Cars can be expensive, regardless of whether or not it is a used car or a new car. The average cost of buying a used car was $30,620 back in December 2021. That’s a lot but still less than the average price of a new car which was roughly $47,077 back in December 2021. Most people can’t handle these costs upfront. That is where auto loans come in.

When you need financing assistance, you can get an auto loan from a lender. This is when you borrow money (that you need to repay) from the lender in order to purchase the car. Since these are funds that you need to repay, you will need to enter an agreement with the lender and the seller to go over the terms of the purchase.

How to Get an Auto Loan

If you want to get a car loan it may be a more in-depth process than you realize. First of all, you will want to find the right lender. You can get financing support through:

  • Financial Institutions
  • Car Dealers
  • Online Lenders

However, oftentimes people will go to the car dealership and see if they can finance through the dealer or a local financial institution that the dealership works with. Regardless, you have options to choose from. Each lender will have its own customer benefits, criteria, etc. One factor that they look at is your credit score.

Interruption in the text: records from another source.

PR #773, opened 2018-03-20
Bring back fix for #696 from #612, in new ::Group::* convention. (take 2)

myers:
This was proposed in PR #763, but we are stuck with rbx-2 not being installable via rvm in travis.

I'm attempting to use the prebuilt binaries that travis says they have here:

http://rubies.travis-ci.org/

### DIFF
--- a/.travis.yml
+++ b/.travis.yml
@@ -1,7 +1,6 @@
 script: rake ci
 language: ruby
 rvm:
-  - rbx-2
   - jruby
   - 2.2.2
   - 2.2.0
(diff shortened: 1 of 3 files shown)


tarcieri:
@myers "something else" didn't work... just delete rbx :cry:

myers:
@tarcieri please let me know if there is anything I can to assist in seeing a 0.17.4 release.

tarcieri:
@myers the main thing that would be helpful is putting together a changelog entry in [CHANGES.md](https://github.com/celluloid/celluloid/blob/0-17-stable/CHANGES.md)

tarcieri:
All right, looking at the history everything interesting is happening on `master`

PR #787, opened 2018-12-28
Travis config: drop old configuration sudo: false

olleolleolle:
This PR drops an unused Travis configuration line.

See https://blog.travis-ci.com/2018-11-19-required-linux-infrastructure-migration


tarcieri:
Thanks again! Cleaning up that cruft 😉

Issue #742, opened 2016-12-05
Unable to enable debug logging without $CELLULOID_DEBUG = true


mconigliaro:
I tried this:

    Celluloid.logger.level = ::Logger::DEBUG

I also tried with my own logger:

    Celluloid.logger = ::Logger.new(STDERR)
    Celluloid.logger.level = ::Logger::DEBUG

But messages logged with `debug()` never appear. The only way I've been able to get debug messages is by setting `$CELLULOID_DEBUG = true`. Is this the intended behavior?

mconigliaro:
I just discovered that calling `Celluloid.logger.debug()` instead of just `debug()` seems to work as expected.

tarcieri:
Ugh, I should just get rid of those globals. So confusing...

andy-twosticks:
Similar problem here -- I have a Logger object, but if I set Celluloid.logger to the logger object, it doesn't output anything.

tarcieri:
Closing as stale. If you are still interested in this issue, please reopen it.

PR #803, opened 2020-06-13
Remove global variable $CELLULOID_DEBUG

emesepadanyi:
With removing this global variable, the logging is more straight forward. 
Setting the level of logging on `Celluloid.logger` will take effect instead of manipulating global variables. The mechanism is the same as specified in [Logger.](https://ruby-doc.org/stdlib-2.2.0/libdoc/logger/rdoc/Logger.html)

Fix for issue #742 .


emesepadanyi:
Yeah, I updated the diagram to these changes, and that is why the files are here.

Celluloid.logger is expected to be a [Logger](https://ruby-doc.org/stdlib-2.2.0/libdoc/logger/rdoc/Logger.html), or nil. This check is already implemented in that class, so it doesn't make sense to double-check.

lib/celluloid/group.rb
```diff
@@ -16,7 +16,7 @@ def assert_active
     def assert_inactive
       return unless active?
       if RUBY_PLATFORM == "java"
-        Celluloid.logger.warn "Group is still active"
+        Internals::Logger.warn "Group is still active"
```
digitalextremist, line 19: @emesepadanyi is this intentionally going around the logger? Am on phone app and cannot reference full source well atm: is `.logger` not initialized here?

digitalextremist, line 19: It seems you are following conventions here, from further edits I see?

emesepadanyi: Yes. As far as I can understand, `Celluloid.logger` can be set to `nil` by the users, in case they don't want any log messages. `Internals::Logger` is sort of a wrapper to catch if `Celluloid.logger` would be nil. Anywhere else in the code `Internals::Logger` is used to trigger the logging, only this place where it is different. I think it might have been an oversight. 
That is why I think it should be like this.

dilumn:
@emesepadanyi I will get `Internals::Logger.debug "Discarded message (mailbox is dead): #{message}"` as an example to explain my question

Previous implementation was
```
Internals::Logger.debug "Discarded message (mailbox is dead): #{message}" if $CELLULOID_DEBUG
```

So we only log `Discarded message (mailbox is dead): #{message}` if ` $CELLULOID_DEBUG` is true. But now there is no more ` $CELLULOID_DEBUG`. So we will log `Discarded message (mailbox is dead): #{message}` every time.

Will it be unnecessary logs because we don't check any condition now?

emesepadanyi:
@dilumn It is true that the variable is not checked anymore, and `Internals::Logger.debug` will get called every time. However, under the hood, the Logger object that actually gets called checks the `Logger.level`. According to the level it logs or discards the message. 
So for example, if `Logger.level = Logger::WARN`, then only warn, error and fatal messages get logged. The order is the following:
DEBUG < INFO < WARN < ERROR < FATAL < UNKNOWN
So in order to get the debug messages, `Celluloid.logger.level` must be set to `Logger::DEBUG`.
I hope it is more clear now, but please refer to the original documentation:
https://ruby-doc.org/stdlib-2.2.0/libdoc/logger/rdoc/Logger.html

Side note:
if the code is:
```
Internals::Logger.debug "Discarded message (mailbox is dead): #{message}" if $CELLULOID_DEBUG
```
It only gets logged if both of these lines are included:
```
Celluloid.logger.level = Logger::DEBUG
$CELLULOD_DEBUG = true
```

spec/celluloid/internals/logger_spec.rb
```diff
@@ -0,0 +1,137 @@
...
+        it { is_expected.to output.to_stderr_from_any_process }
+      end
+
+      context "logging level is INFO" do
+        before do
+          Celluloid.logger = Logger.new(STDERR)
+          Celluloid.logger.level = Logger::INFO
+        end
+        it { is_expected.not_to output.to_stderr_from_any_process }
+      end
```
emesepadanyi, line 35: @dilumn I made some tests to showcase that the level of the logger is enough to manipulate the log messages.

bogdanRada: @emesepadanyi  , i am not a contributor to this project, but my personal thoughts about this is that i think the reason for the global variable to exist was for performance. Since the logger is called every time now, the performance will decrease. Can we benchmark somehow what exactly is the performance difference? That would be great.

Perhaps instead of using a global variable we could use a `mattr_accessor :debug_enabled` on Celluloid and use that class variable. Which should preserve the existing performance. 

This is just an idea, might not be the best solution.

pboling (approved):
LGTM

spec/celluloid/internals/logger_spec.rb
pboling: This is a decent idea, but setting the logger to nil has almost the same effect.  The performance difference between checking a `debug_enabled` and the existing check if there is a logger set, shouldn't be great.

The one thing that does make a difference is when called the logger the string must be computed as an argument, and this can create wasted overhead if the logger isn't even going to be used.  The `Logger` class in Ruby solves for this by allowing it to be called with a block that returns a string.  The block would then only be evaluated if the logger & level would result in printing the log message.  Otherwise the block isn't evaluated.

Switching log statements that are expensive computationally, or that have interpolation, would improve performance slightly.

PR #806, opened 2020-08-28
Add an example and stub function for pool

p-vinayak:
Provides a stub function which returns and error if the user is trying to invoke pool without requiring it.

Also added an example to demonstrate how pool works.


harsh183:
I really like this. I think this is a good resolution to the pool errors that we ran into earlier and all the build errors are resolved as well. I think this is good to merge.

dilumn:
@p-vinayak do you know why this pull request include `examples/configurations.rb` & `examples/supervisors_and_registry.rb` files?
And why github shows them as empty files?

Have you updated your fork & `p-vinayak-pool-example-and-stub-function` branch already with Celluloid master?

p-vinayak:
I added executable permissions for those scripts on my machine because the tests have build errors since it was unable to run them. I got that same error locally and on travis CI.

I haven't updated the celluloid master branch on my fork yet.

examples/pool.rb
```diff
@@ -0,0 +1,30 @@
+#!/usr/bin/env ruby
+
+$LOAD_PATH.push File.expand_path("../lib", __dir__)
+require "celluloid/autostart"
+
+# This is required for pool to work as Celluloid doesn't load it by default
+require "celluloid/pool"
+require "prime"
```
dilumn, line 8: shall we have empty line here?

```
# This is required for pool to work as Celluloid doesn't load it by default
require "celluloid/pool"

require "prime"
```
Just a very small improvement, not doing it also fine

dilumn (approved):
Change here looks good to me. It is good that we added an example for future users to reference

examples/pool.rb
p-vinayak: Sure thing! Will push it soon

PR #818, opened 2023-01-09
[jruby] do not rely on JRuby's Thread internals

kares:
as the Thread#to_java behavior might change in the future,

scripting Java to obtain the current thread is future proof and backwards compatible


ioquatix (approved):
LGTM.

PR #466, opened 2021-08-18
Reformat default server.fs - use DI

isaacabraham:
Keeps the class-based structure, but makes the following changes:

* Move the initialisation of the in-memory DB into the Storage class.
* Registration of the service as a singleton into ASP .NET service collection.
* Retrieval of the service through the Http Context's `GetService` method.
* Small formatting changes.

### DIFF
--- a/Content/default/src/Server/Server.fs
+++ b/Content/default/src/Server/Server.fs
@@ -2,52 +2,50 @@ module Server
 
 open Fable.Remoting.Server
 open Fable.Remoting.Giraffe
+open Microsoft.AspNetCore.Http
+open Microsoft.Extensions.DependencyInjection
 open Saturn
-
 open Shared
 
-type Storage() =
-    let todos = ResizeArray<_>()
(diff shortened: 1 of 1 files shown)


olivercoad:
I'm guessing you're choosing between these two PRs. I like #465. This one would be great as a recipe for how to use DI.

isaacabraham:
@olivercoad exactly. And yes, my preference is the other one too :-)

theimowski:
not sure which one I prefer TBH :) need to give it some more thoughts

isaacabraham:
I suggest we close this and convert into a recipe / guide for DI with SAFE Stack.

isaacabraham:
Closing this - one of us will create a recipe explaining the basics of DI within the context of the server-side SAFE Stack components.

isaacabraham:
cc: @Ryan-Palmer-CIT @theprash @Akash-Mair

PR #470, opened 2021-08-20
Fable outputs to "output" folder

### LINKED ISSUE #459: Send fable output to a specific folder?
You can redirect fable to output to a specific folder e.g. `fable watch -o output --run webpack-dev-server` (note the use of `-o` here).

This redirects all outputs into a single folder - all compiled JS files, as well as the `.fable` folder. At least one of our customers has suggested that they prefer using that rather than putting the JS outputs directly into the source folder as `.fs.js` files.

I've tested this out locally and the change would be trivial:

1. Change the build project as e.g. above in the "run" Target:

```fsharp
"client", dotnet "fable watch -o output --run webpack-dev-server" clientPath
```

2. Update the entry points in webpack e.g.

```js
fsharpEntry: './src/Client/output/App.js',
```

(Note the lack of `.fs` in the file extension and the extra `output` in the path).

@alfonsogarciacaro is there any reason you would recommend one way or the other with this? What are the pros and cons of both?

isaacabraham:
Fixes #459. This updates the default template to send both src and test outputs into dedicated output folders. It appears to work!


theimowski (approved):
looks good - possibly you want to add the directory to .gitignore?

PR #471, opened 2021-08-20
Remove font awesome from paket

### LINKED ISSUE #456: Consider removing Fable.FontAwesome?
WIth the move to Feliz Bulma, I'm not sure we should still be including the Fable FontAwesome library, unless someone can show how to integrate them together? cc: @Dzoukr

Note: I'm not suggesting moving FA completely, just the F# wrapper.

isaacabraham:
Fixes #456. If there's a way to use these libraries seamlessly with Feliz.Bulma, I'm happy for this not to go in and to add a recipe instead? cc @Dzoukr @Zaid-Ajaj


Dzoukr:
I personally found Font Awesome too quickly evolving to have some strongly-typed API wrapping it so I just use an npm package or direct link to CDN.

isaacabraham:
That's basically what the template does, aside from still include the NuGet package. As we've now moved over to Feliz.Bulma, I'm not sure what sense it makes to keep it.

theimowski:
yeah let's get it removed - noticed there's a recipe in docs that has inconsistent instructions between default and minimal: https://github.com/SAFE-Stack/docs/blob/master/docs/recipes/ui/add-fontawesome.md#3-code-snippet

Understanding Your Credit Score

Now that you have a better understanding of what an auto loan is, we’re going to move on to the next overview we need to provide to set the stage for today’s discussion: credit scores.

Your credit score is a number that’s generally between 300 and 850. This number is what lenders use to calculate your creditworthiness. Your creditworthiness is the measurement of how you handle the credit you borrow. This score is calculated by credit bureaus that use the information found on your credit report. Your credit report contains information about your credit file like credit accounts, on-time payments, credit history, etc.

There are three major credit bureaus which are Experian. Equifax, and Transunion. When credit bureaus calculate your credit score, they use a scoring model. There are two main types of scoring models which are either the VantageScore model or the FICO scoring model. While both are used, the FICO model is much more popular!

What Factors Impact Your Credit Score?

There are a variety of factors that impact your credit score. Since the FICO scoring model is more common amongst lenders, that is the model we will be using as a reference for how each factor can affect your score. The 5 factors are

Payment History

Since your credit score is a number that lenders use as a way to understand how you handle the credit you borrow, it should come as no surprise that this is the biggest factor on this list. Your payment history includes information like on-time payments, late payments, and more. This factor accounts for 35% of your credit score.

Credit Utilization

Many people aren’t familiar with what credit utilization is but it’s an easier concept than you may think! Credit utilization refers to the ratio that looks at your overall credit limit compared to your current credit usage. For example, if you have a total credit limit between 2 credit cards that totals $2,400 but are using $1,848 then your credit utilization ratio would be 77%. This factor impacts 30% of your score.

Length of Credit History

The third factor on this list is your length of credit history. This factor accounts for 15% of your credit score. It includes information like the age of your accounts. This means it doesn’t matter whether it be the newest, oldest, average age of your credit accounts, etc.

Hard Inquiries

People may not know that there are two types of inquiries that are important when it comes down to dealing with their credit score. There are soft inquiries and hard inquiries. Soft inquiries do not have any impact on your credit score (whether good or bad). However, hard inquiries are a different story. Hard inquiries (also known as hard pulls) allow lenders to get an in-depth look at your credit file. In order to get access to your credit file, you would need to provide written authorization. Hard inquiries can impact your credit by 10% (or up to 5 points).

Credit Mix

At the end of this list is your credit mix. Just like hard inquiries, your credit mix accounts for 10% of your credit score. There are two main types of credit:

  • Installment Loans
  • Revolving Credit

Installment loans are loans that individuals repay like a new car loan, a mortgage, etc. On the other hand, an example of revolving credit would be a credit card or line of credit. The types of credit accounts you have on your credit report can impact your credit score!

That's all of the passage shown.